# DXB and XNB - Airport Question



## CDOMonkey

Are these two different airports?

If so, where is XNB location and in relation to DXB.

Thank you to everyone in advance!


----------



## pamela0810

DXB is the official IATA 3 letter city code for Dubai International Airport

XNB is the 3 letter city code used for flights booked through Etihad Airways (not sure about other airlines) for people whose journeys start and end in Dubai but flights depart and arrive in Abu Dhabi International Airport. You will need to use the coach from the Etihad Airways office on Sheikh Zayed Road which will take you to Abu Dhabi and back.

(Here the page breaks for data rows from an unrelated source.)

PR #10033, opened 2022-03-17
New Python API QS migrated to new design

adamjmcgrath:
I updated the Python QS to simplify it using `Authlib` - and took the opportunity to migrate it to the new design at the same time.

image

### DIFF
--- a/articles/quickstart/backend/python/index.yml
+++ b/articles/quickstart/backend/python/index.yml
@@ -36,9 +36,8 @@ hidden_articles:
   - interactive
 requirements:
   - Python 3.6 and up
-  - Authlib 1.0.0
   - Flask 2.0.3
-  - Flask-Cors 3.0.10
+  - Authlib 1.0.0
 next_steps:
   - path: 01-authorization
     list:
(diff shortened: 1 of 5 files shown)


articles/quickstart/backend/python/index.yml
```diff
@@ -32,12 +32,12 @@ sdk:
...
+hidden_articles:
+  - interactive
 requirements:
-  - python 2.7, 3.3 and up
-  - flask 0.11.1
-  - python-jose-cryptodome 1.3.2
-  - flask-cors 3.0.2
-  - six 1.10.0
+  - Python 3.6 and up
+  - Flask 2.0.3
```
evansims: I think most readers would know better, but should we consider being slightly less specific about the version listed as required, to avoid confusion that a very specific version is needed for some reason? For example, when Flask 2.0.4 or 2.1 inevitably comes down the road, might our QS saying 2.0.3 specifically be confusing? Maybe just saying "Flask 2.0" and "Authlib 1.0" would be enough here 🤔 Up to you!

evansims (approved):
Just left a note worth consideration, but I leave that to you to decide. LGTM otherwise!

articles/quickstart/backend/python/index.yml
adamjmcgrath: Yeah - good point 👍

PR #10095, opened 2022-05-26
Updates token audience validation for Spring 2.7

ebrooks42:


Widcket:
cc @jimmyjames @poovamraj

jimmyjames:
Nice! And FYI we are planning to update the quickstart and sample to use Spring Boot 3 and Spring Security 6, there may be additional improvements to the DX for authN/authZ with that release.

jimmyjames (approved):

PR #1117, opened 2015-01-13
Notification Kill Switch

phil-lopreiato:
Like we discussed in #1105, here's the ability to disable sending push notifications from the admin panel. Merge #1105 first, this is based on it


controllers/admin/admin_mobile_controller.py
```diff
@@ -23,17 +24,46 @@ def get(self):
...
+
         self.template_values.update({
             'mobile_users': all_clients.count(),
             'android_users': android,
             'ios_users': ios,
             'webhooks': webhook,
             'broadcast_success': self.request.get('broadcast_success'),
+            'push_enabled': push_enabled,
+            'disp_enable': disp_enable,
+            'disp_disable': disp_disable,
```
fangeugene: These three can be combined into one boolean that gets passed to the template, and the logic should reside in the template.

Issue #1103, opened 2014-12-11
DatafeedFms urls return an error


mc10:
Specifically, https://my.usfirst.org/frc/scoring/index.lasso?page=eventlist and https://my.usfirst.org/frc/scoring/index.lasso?page=teamlist are broken, causing builds to fail.

gregmarra:
This also prevents bootstrapping a test instance with team data.

gregmarra:
FRC API will be the future here.

PR #1123, opened 2015-01-19
Adds local test team creation to bypass broken FMS list.

gregmarra:
While #1103 exists, allows creating local test teams to create test matches, events, etc.

### DIFF
--- a/helpers/event_team/event_team_test_creator.py
+++ b/helpers/event_team/event_team_test_creator.py
@@ -2,6 +2,7 @@ from helpers.event_team_manipulator import EventTeamManipulator
 from models.event_team import EventTeam
 from models.team import Team
 
+import logging
 
 class EventTeamTestCreator(object):
     @classmethod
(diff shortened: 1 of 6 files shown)


helpers/event_team/event_team_test_creator.py
```diff
@@ -2,6 +2,7 @@
 from models.event_team import EventTeam
 from models.team import Team
 
+import logging
```
gregmarra: Should remove this.

tests/test_team_test_creator.py
```diff
@@ -0,0 +1,30 @@
+import datetime
+import unittest2
+
+from google.appengine.ext import testbed
+
+from helpers.team.team_test_creator import TeamTestCreator
+
```
gregmarra: don't need this linebreak.

gregmarra:
@fangeugene if this looks good to you, you can merge it. It's been a while since I've committed anything, so I want a second set of eyes :)

PR #1098, opened 2014-11-16
More notifications

phil-lopreiato:
Implementation of the rest of our outlined notification types. 

Needs to be thoroughly tested, but I'll take other comments now.

PR #1124, opened 2015-02-03
Notification Testing

phil-lopreiato:
Depends on #1098, so merge that first.

Lets you send test instances of notifications to all of your devices from the webhook doc page (tba.com/apidocs/webhooks). Each enabled notification will have a button that sends a static instance to all of the clients associated with the logged in account. The events/matches are static at 2014necmp and 2014necmp_f1m1

How's that for customer support, @ZachOrr? 

(also, #1124! Wooo!)


ZachOrr:
I can dig it! Thanks Phil.

cron_main.py
```diff
@@ -86,5 +88,6 @@
                                ('/tasks/admin/clear_old_subs', AdminSubsClear),
                                ('/tasks/admin/enqueue/clear_old_webhooks', AdminWebhooksClearEnqueue),
                                ('/tasks/admin/clear_old_webhooks', AdminWebhooksClear),
+>>>>>>> more-notifications
```
fangeugene: wat

cron_main.py
```diff
@@ -79,6 +80,7 @@
                                ('/tasks/math/enqueue/typeaheadcalc', TypeaheadCalcEnqueue),
                                ('/tasks/math/do/typeaheadcalc', TypeaheadCalcDo),
                                ('/tasks/posts/firebase_push', FirebasePushDo),
+                               ('/tasks/test_notification/([0-9]+)', TestNotificationController)
```
fangeugene: this endpoint is only accessible by admins

phil-lopreiato: Why is that?

controllers/test_notification_controller.py
```diff
@@ -0,0 +1,71 @@
...
+            # Not passed a valid int, return
+            self.redirect('/apidocs/webhooks')
+            return
+
+        keys = PushHelper.get_client_ids_for_users([user_id])
+        logging.info("Keys: {}".format(keys))
+        if notification:
+            notification.send(keys)
+
+        self.redirect('/apidocs/webhooks')
```
fangeugene: This redirection isn't working for me.

phil-lopreiato: That's odd. Is there an error in the console?

cron_main.py
fangeugene: In app.yaml:
```
- url: /tasks/.*
  script: cron_main.app
  login: admin
```

because we don't want to allow random people to run our tasks such as `/tasks/enqueue/usfirst_event_alliances/XXXX`

fangeugene: You should make this the same way ping was handled.

fangeugene:
Ah, you're missing commas in cron_main

controllers/test_notification_controller.py
fangeugene: Ah, you're missing commas in cron_main

cron_main.py
phil-lopreiato: Good to know. So just move it to a different name and define it in main.py?

phil-lopreiato:
You're right, I am missing commas. Must've fell through while merging stuff in. Fixes incoming

cron_main.py
fangeugene: Yeah, follow a similar pattern to how ping was done.

main.py
```diff
@@ -66,6 +67,7 @@ def __call__(self, request, response, exception):
       RedirectRoute(r'/logout', AccountLogout, 'account-logout', strict_slash=True),
       RedirectRoute(r'/match/<match_key>', MatchDetail, 'match-detail', strict_slash=True),
       RedirectRoute(r'/notifications/broadcast', UserNotificationBroadcast, 'notification-broadcast', strict_slash=True),
+      RedirectRoute(r'/notifications/test/([0-9]+)', TestNotificationController),
```
fangeugene: `/notifications/test/<type:[0-9]+>`

phil-lopreiato: That's what I get for pushing and deploying to test instance at the same time :P

fangeugene: ;)

phil-lopreiato:
@ZachOrr should be up and live soon-ish (probably)

PR #1140, opened 2015-03-07
Add Firehose to Gameday

phil-lopreiato:
Puts the ticker as seen on http://tba-notification-firehose.appspot.com/ into GameDay


fangeugene:
Continued in https://github.com/the-blue-alliance/the-blue-alliance/pull/1144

That pick up and drop off point is XNB.


----------



## mikeyb

pamela0810 said:


> DXB is the official IATA 3 letter city code for Dubai International Airport
> 
> XNB is the 3 letter city code used for flights booked through Etihad Airways (not sure about other airlines) for people whose journeys start and end in Dubai but flights depart and arrive in Abu Dhabi International Airport. You will need to use the coach from the Etihad Airways office on Sheikh Zayed Road which will take you to Abu Dhabi and back. That pick up and drop off point is XNB.


Pammy has summed it up nicely, I have booked with Etihad to XNB and just not got on the coach to Dubai as sometime they are a lot cheaper than Emirates.


----------